I'm sure it was due to mass production & the availability of the Medalist. I think Pflueger got a patent on the Medalist in 1930. Lefty was always a big fan of doing more with less and convincing people to spend as little as possible to get into the game. I remember seeing a couple of those old customized Medalists at the Big Pine Flea Market back in the 1980s.

I think Fin-Nor came out with the Wedding Cake in 1967 and then soon after, Capt. Mac introduced the Seamaster.


----------



## Finn Maccumhail (Apr 9, 2010)

Net 30 said:


> I'm sure it was due to mass production & the availability of the Medalist. I think Pflueger got a patent on the Medalist in 1930. Lefty was always a big fan of doing more with less and convincing people to spend as little as possible to get into the game. I remember seeing a couple of those old customized Medalists at the Big Pine Flea Market back in the 1980s.
> 
> I think Fin-Nor came out with the Wedding Cake in 1967 and then soon after, Capt. Mac introduced the Seamaster.


Yeah, you're correct about the Wedding Cake in 1967. I was reading something else at the same time and 1962 came up.

I like vintage gear and have a couple old Medalists from the early-60s but I wouldn't try to tackle anything bigger than lower-slot reds with it.


----------



## Nway93 (May 9, 2016)

For most people a Allen Kracken or Lamson will do just fine for redfish and bonefish. That being said I have locked up two krackens and seen and heard of the spool fly off a lamson more than once when a big bonefish takes off. Some of the "high end" reels also have their issues. I was a shop rat for close to 4 years and still work in the industry. The only reels I never saw come back to the shop were the classic tibors, abels, and makos and personally have blown up some other brands or seen them fail first hand on redfish at that. I only own tibors now and have a riptide thats nearly older than I am. I fish less than I ever have now and honestly knowing my reel isn't going to let me down when I fish maybe 2-3 days a month means way more than it did when I fished 3-5 days a week. I also like not having to send it off for warranty if something happens, can call up Maryanne for parts, take the reel apart with a penny and fix it in 3 days if you account for shipping.


----------



## texasag07 (Nov 11, 2014)

Finn Maccumhail said:


> That may have been due to their availability. Also, any serious saltwater guy using those Medalists would upgrade them. I forget the guy's name but there was a guy in Florida who made hand-machined replacement spools and upgraded some drag parts. Guys also used a small grinder and cut out a little window in the frame where they placed a piece of leather or shammy as an additional brake where you'd apply pressure to the spool with your thumb (@texasag07 did this on one of his vintage Medalists). So these weren't exactly stock reels.
> 
> Additionally, I'm a little surprised Lefty would say that because I seem to recall one of Fin-Nor's marketing points was that their fly reels were responsible for most world records beginning with their early-60's "wedding cake" models up really until Ted Jurascik introduced his "Billy Pate" reels in the 70's. I could be wrong though.
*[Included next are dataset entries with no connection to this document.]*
PR #748, opened 2020-12-10
bump meiversion to 5.0.0-dev

bwbohl:
bump default and allowed values of `@meiversion` to 5.0.0-dev

### DIFF
--- a/source/modules/MEI.shared.xml
+++ b/source/modules/MEI.shared.xml
@@ -1855,13 +1855,10 @@
     <attList>
       <attDef ident="meiversion" usage="opt">
         <desc>Specifies a generic MEI version label.</desc>
-        <defaultVal>4.0.1</defaultVal>
+        <defaultVal>5.0.0-dev</defaultVal>
         <valList type="closed">
-          <valItem ident="4.0.0">
-            <desc>First release of MEI 4</desc>
-          </valItem>
-          <valItem ident="4.0.1">
-            <desc>Bugfix Release 4.0.1</desc>
+          <valItem ident="5.0.0-dev">
+            <desc>Development version of MEI 5.0.0</desc>
           </valItem>
         </valList>
       </attDef>


kepper (approved):
This is what we have agreed on. The changes do require a 5.0.0 release, and this sets the path to that…

kepper:
thanks @bwbohl 👍

rettinghaus:
@kepper you have agreed on that.

kepper:
We do have some changes that are not backwards compatible. Yes, they are not at the core of MEI, but who's to decide what that is? I firmly believe that even the slightest change requires us to do a major bump. As no contradictions to [such statements](https://github.com/music-encoding/music-encoding/pull/747#discussion_r539396532) were coming in, the Technical Chairs took the liberty to decide the issue. I apologize if this was too fast, but eventually, taking a decision was the only way to actually resolve https://github.com/music-encoding/guidelines/issues/195. And it was my understanding that during the dev workshop, we agreed that when we find breaking changes, that this would indeed trigger the 5.0.0. We did find such changes, and I don't think we should start to discuss how relevant they are. I am aware that this policy may end in a higher frequency of major releases, but is that really a problem? We could think about a different interpretation of the semver levels (major only for architectural changes, minor for breaking changes, bugfixes for bugfixes or some such), but even then I would say that the move back to everything in ODD is indeed a major change, even though it affects our workflows and structures more than it affects our resulting product… Again, apologies if I haven't listened sufficiently to the community – it was done with the best intentions…

bwbohl:
I fully second @kepper in this and of course this does not mean a huge delay in issuing the 5.0.0 release. We should closely inspect open issues. btw. the Milestones I created someday (e.g. https://github.com/music-encoding/music-encoding/milestone/8) were only to categorise whether an issue would be breaking or not, I should better have done that with labels, probably.

So my intention would not be to wait until https://github.com/music-encoding/music-encoding/milestone/8 is implemented but revisit ALL issues whether we want some of them implemented before the release

PR #720, opened 2020-10-16
split data.ACCIDENTAL.WRITTEN and add turkish accidentals

rettinghaus:
this PR supersedes #612
(see discussion there)

PR #772, opened 2021-02-22
Add turkish AEU accidentals to data.ACCIDENTAL.GESTURAL

annplaksin:
This is the sequel PR to #720 :
Since the aeu accidental values cannot be expressed with the already existing values of `data.ACCIDENTAL.GESTURAL`, it would be very helpful to add them as gestural values too. 

I splitted `data.ACCIDENTAL.GESTURAL` as it has been done for written accidentals in #720 and added the aeu accidentals. To avoid the duplication of data types, I renamed `data.ACCIDENTAL.WRITTEN.aeu` to `data.ACCIDENTAL.aeu`.

A corrected version of the aeu accidental value overview has been added as well.


kepper (approved):
didn't compile to see if the image links work, but other than that seems plausible – thanks for the work on that 👍

kepper:
thanks for your work on this, @annplaksin 👍

rettinghaus:
Sorry for me complaining about this so late, but even if AEU accidentals would have be the same in gestural and visual domain, I don't think we should combine them nto `data.ACCIDENTAL.aeu`, as this breaks current naming (and basically the current schema). I would prefer to keep `data.ACCIDENTAL.WRITTEN.aeu` and add `data.ACCIDENTAL.GESTURAL.aeu` instead.

annplaksin:
You have either a break of naming or redundancy. I asked @kepper before I made the pull request if this naming is okay. He didn't complain.

kepper:
I'm certainly not the the person to decide what is right or wrong here – MEI is a community thing, and we should move forward by consensus whenever possible. I think this is a legitimate question, though, and while I refuse to be any more relevant for the decision than anyone else, I think there are arguments that @annplaksin's implementation is actually consistent with existing MEI. 

In CWMN accidentals, we see a certain amount of duplication of _visual_ values: `x` is two half-tones up, as is `ss`. For _gestural_ purposes, there's no difference between them, though. This difference legitimates to have two separate data types for the two domains. In the list suggested by @annplaksin, there is no similar duplication of values. Accordingly, we don't need to split this up by domain. I think this is conforming to other situations in MEI. The [data.DURATION.cmn](https://music-encoding.org/guidelines/dev/data-types/data.DURATION.cmn.html) data type is used by both data.DURATION (applies to `@dur`) and data.DURATION.gestural (applies to `@dur.ges`) – as the values apply to both categories alike. 

I think we all agree that MEI is a "grown" model that isn't perfectly consistent across all of its parts. In this particular situation, I think we're safely within the "usual range", though – but this is definitely something to discuss and negotiate…

PR #773, opened 2021-02-24
Add 'dur.quality' attribute to 'space' element

martha-thomae:
The space element is a placeholder that uses duration values to fill an incomplete layer. Because of this, for mensural notation, it should also include the 'dur.quality' attribute (since both 'dur' and 'dur.quality' are needed to convey duration of mensural notes).

### DIFF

Yeah that was me, I modified the reel about 10 years ago and still fish it a decent bit in saltwater and fresh.

Mine started out as 50-60’s era reel that I chopped and used with the leather patch for years and it worked well. Then after that I added a newer rim control spool, but left the original metal latch.

It mainly gets used for my fiberglass and bamboo 7-10wt as the weight balances good. I went through a phase where it was the only reel I used for nearly a year. With normal washings and a couple drops of shimano spinning reel oil on the spindle its keeps ticking. It’s caught everything from bream to small tarpon, big jacks, bull reds, and a healthy amount of bonita.

That said I like my tibors and other high end reels a lot as well. But they all serve their purpose.


----------



## K3anderson (Jan 23, 2013)

texasag07 said:


> Yeah that was me, I modified the reel about 10 years ago and still fish it a decent bit in saltwater and fresh.
> 
> Mine started out as 50-60’s era reel that I chopped and used with the leather patch for years and it worked well. Then after that I added a newer rim control spool, but left the original metal latch.
> 
> ...


Wow this is awesome. Ted Williams did this mod back in the day, right? And didn't the owner at Pflueger get all pissy about it?


----------



## Stormy Monday (Mar 27, 2019)

Finn Maccumhail said:


> That may have been due to their availability. Also, any serious saltwater guy using those Medalists would upgrade them. I forget the guy's name but there was a guy in Florida who made hand-machined replacement spools and upgraded some drag parts. Guys also used a small grinder and cut out a little window in the frame where they placed a piece of leather or shammy as an additional brake where you'd apply pressure to the spool with your thumb (@texasag07 did this on one of his vintage Medalists). So these weren't exactly stock reels.
> 
> Additionally, I'm a little surprised Lefty would say that because I seem to recall one of Fin-Nor's marketing points was that their fly reels were responsible for most world records beginning with their early-60's "wedding cake" models up really until Ted Jurascik introduced his "Billy Pate" reels in the 70's. I could be wrong though.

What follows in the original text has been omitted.